** Opening Listed entries block **

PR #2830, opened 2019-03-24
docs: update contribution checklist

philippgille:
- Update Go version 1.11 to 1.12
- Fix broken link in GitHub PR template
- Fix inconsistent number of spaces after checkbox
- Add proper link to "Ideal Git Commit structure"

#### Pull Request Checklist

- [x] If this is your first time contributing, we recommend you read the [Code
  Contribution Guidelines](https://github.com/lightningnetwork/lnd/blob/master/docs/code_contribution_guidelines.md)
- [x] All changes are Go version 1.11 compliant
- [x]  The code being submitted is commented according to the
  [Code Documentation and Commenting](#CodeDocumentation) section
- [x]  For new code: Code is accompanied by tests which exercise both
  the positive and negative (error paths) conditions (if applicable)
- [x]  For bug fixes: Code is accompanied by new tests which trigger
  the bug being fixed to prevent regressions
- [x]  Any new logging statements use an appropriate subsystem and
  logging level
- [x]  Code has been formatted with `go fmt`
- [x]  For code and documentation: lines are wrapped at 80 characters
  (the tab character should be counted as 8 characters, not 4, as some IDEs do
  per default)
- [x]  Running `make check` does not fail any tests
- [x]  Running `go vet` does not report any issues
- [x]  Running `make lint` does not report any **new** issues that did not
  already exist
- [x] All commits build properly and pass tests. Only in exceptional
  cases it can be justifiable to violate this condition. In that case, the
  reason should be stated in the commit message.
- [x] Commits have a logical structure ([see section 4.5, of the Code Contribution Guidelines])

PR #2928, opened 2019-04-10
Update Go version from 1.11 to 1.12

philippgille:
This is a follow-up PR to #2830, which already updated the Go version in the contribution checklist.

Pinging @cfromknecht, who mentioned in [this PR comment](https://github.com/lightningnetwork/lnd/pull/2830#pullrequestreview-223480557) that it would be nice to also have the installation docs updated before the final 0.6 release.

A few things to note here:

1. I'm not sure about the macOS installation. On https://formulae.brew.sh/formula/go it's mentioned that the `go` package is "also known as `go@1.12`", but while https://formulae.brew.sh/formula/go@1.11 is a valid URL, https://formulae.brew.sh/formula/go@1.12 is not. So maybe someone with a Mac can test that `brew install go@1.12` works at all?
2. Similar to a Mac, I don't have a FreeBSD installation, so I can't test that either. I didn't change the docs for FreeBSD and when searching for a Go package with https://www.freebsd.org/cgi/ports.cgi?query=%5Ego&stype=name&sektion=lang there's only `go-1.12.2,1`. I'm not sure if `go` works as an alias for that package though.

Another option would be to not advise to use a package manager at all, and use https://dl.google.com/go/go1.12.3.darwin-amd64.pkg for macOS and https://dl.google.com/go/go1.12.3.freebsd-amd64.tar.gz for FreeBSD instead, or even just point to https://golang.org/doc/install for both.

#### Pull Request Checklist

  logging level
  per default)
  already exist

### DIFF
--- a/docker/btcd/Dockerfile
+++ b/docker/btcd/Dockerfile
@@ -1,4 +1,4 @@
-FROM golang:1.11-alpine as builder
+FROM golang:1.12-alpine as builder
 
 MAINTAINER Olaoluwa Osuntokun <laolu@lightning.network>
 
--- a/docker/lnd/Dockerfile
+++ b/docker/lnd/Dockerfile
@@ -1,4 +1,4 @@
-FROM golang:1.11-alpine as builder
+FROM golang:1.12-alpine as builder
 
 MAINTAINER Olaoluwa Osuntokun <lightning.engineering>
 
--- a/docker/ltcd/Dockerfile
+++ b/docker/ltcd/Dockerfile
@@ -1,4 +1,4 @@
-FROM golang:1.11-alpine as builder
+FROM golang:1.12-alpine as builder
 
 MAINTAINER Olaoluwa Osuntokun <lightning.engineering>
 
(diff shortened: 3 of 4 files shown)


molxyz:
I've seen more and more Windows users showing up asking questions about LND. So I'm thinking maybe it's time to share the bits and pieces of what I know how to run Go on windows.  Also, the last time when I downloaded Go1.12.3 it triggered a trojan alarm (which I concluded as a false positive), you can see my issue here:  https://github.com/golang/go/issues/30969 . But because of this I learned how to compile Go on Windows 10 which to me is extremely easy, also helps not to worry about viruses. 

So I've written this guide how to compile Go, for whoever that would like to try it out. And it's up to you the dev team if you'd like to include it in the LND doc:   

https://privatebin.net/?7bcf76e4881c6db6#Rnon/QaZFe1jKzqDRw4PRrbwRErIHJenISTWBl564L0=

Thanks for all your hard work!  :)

** Closing Listed entries block **

● **Work request**: Whichever lines of the records above hold the word "characters" should all be copied out.

● **The completed task**:
- [x]  For code and documentation: lines are wrapped at 80 characters
  (the tab character should be counted as 8 characters, not 4, as some IDEs do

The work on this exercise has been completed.